PR #265, opened 2019-06-15
[FIX][10.0] account_move_base_import currency handling

gurneyalex:
When importing a batch for a journal which has a currency different from the
company currency, the values in the batch files are in the currency of the journal.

Aim of the task: Go through the listing and copy all of it exactly.

Answer space:
PR #265, opened 2019-06-15
[FIX][10.0] account_move_base_import currency handling

gurneyalex:
When importing a batch for a journal which has a currency different from the
company currency, the values in the batch files are in the currency of the journal.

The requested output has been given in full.